» **DIRECTIONS FOR THIS TASK**:
Repeat exactly the lines from the one containing "PR #5368, opened 2016-06-18" through the last line of the records below, both included, and nothing else.

[[ ENTRIES PROVIDED, beginning ]]

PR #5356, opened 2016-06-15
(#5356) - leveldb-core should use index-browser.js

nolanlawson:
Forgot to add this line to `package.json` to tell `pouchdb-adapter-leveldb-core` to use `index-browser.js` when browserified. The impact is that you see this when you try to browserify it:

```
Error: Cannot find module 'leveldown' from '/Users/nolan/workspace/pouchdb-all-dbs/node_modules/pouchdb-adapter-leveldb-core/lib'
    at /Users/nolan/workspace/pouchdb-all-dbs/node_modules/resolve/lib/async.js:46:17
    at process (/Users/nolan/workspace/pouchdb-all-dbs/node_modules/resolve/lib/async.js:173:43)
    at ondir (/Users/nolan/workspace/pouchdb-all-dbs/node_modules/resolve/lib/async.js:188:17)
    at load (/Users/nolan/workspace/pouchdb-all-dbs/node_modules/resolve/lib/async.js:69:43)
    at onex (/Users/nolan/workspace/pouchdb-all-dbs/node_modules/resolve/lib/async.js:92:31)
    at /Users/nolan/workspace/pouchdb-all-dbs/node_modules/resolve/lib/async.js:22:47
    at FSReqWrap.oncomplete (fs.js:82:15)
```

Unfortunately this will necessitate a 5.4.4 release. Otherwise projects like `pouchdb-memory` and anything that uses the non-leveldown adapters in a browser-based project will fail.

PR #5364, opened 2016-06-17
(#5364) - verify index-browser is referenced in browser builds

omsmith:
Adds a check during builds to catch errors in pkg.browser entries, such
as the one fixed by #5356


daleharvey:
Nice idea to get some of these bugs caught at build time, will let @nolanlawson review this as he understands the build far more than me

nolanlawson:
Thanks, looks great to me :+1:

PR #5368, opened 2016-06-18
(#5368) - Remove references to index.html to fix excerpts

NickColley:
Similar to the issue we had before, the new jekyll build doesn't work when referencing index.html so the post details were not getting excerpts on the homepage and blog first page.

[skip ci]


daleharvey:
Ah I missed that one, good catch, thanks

[[ ENTRIES PROVIDED, end ]]

» **SOLUTION FOR THIS PROBLEM**:
PR #5368, opened 2016-06-18
(#5368) - Remove references to index.html to fix excerpts

NickColley:
Similar to the issue we had before, the new jekyll build doesn't work when referencing index.html so the post details were not getting excerpts on the homepage and blog first page.

[skip ci]


daleharvey:
Ah I missed that one, good catch, thanks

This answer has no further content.